Global Conservative portfolio outlook, positioning, and attribution as of 12/31/2021
December 31, 2021
- We expect the global economic expansion to continue into 2022, with a mix of consumer spending, business investment, and inventory build driving slower but healthy economic growth.
- In our view, the global economic expansion should continue to support positive equity returns, but we believe shifting economic trends and market volatility will make active sector and international allocation key to investment outcomes in the coming quarters.
- We believe that international developed economies, especially Europe and Japan, are likely to benefit from recovery tailwinds including healthy labor markets and strong household balance sheets, while emerging market economies continue to struggle with higher levels of inflation and a weaker rebound in labor markets.

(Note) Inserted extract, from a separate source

PR #604, opened 2022-11-23
Update react-dropdown-tree-select.d.ts

tsuzumiC:
Shouldn't children of TreeNodeProps also be of TreeNodeProps so that you can go deeper than one level?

- Even though economic and market risks remain, including decelerating economic growth, more restrictive monetary policy to combat inflation, and the potential for higher interest rates, we believe the global economic recovery will continue to progress and an overweight of select economically-sensitive U.S. sectors is appropriate.
- The strong economic and labor market rebounds, along with higher nominal wage growth and inflation, appear to have accelerated the timeline for monetary policy normalization, which we believe should lead to higher interest rates in 2022.
- We anticipate rising interest rates will be a headwind for fixed income securities and certain equity sectors, while providing an earnings growth catalyst for other sectors, like Financials.
- In U.S. large-cap equity allocations, we are emphasizing sectors with secular earnings growth drivers, like Information Technology and Communication Services, which we expect will see less deceleration in revenue and earnings growth than more cyclical sectors, and sectors with positive earnings outlooks trading at a discount to the market, like Financials and Health Care.
- We maintain select cyclical exposures which should continue to benefit from the current global economic expansion, while avoiding traditional defensive sectors in the U.S. such as Utilities and Consumer Staples.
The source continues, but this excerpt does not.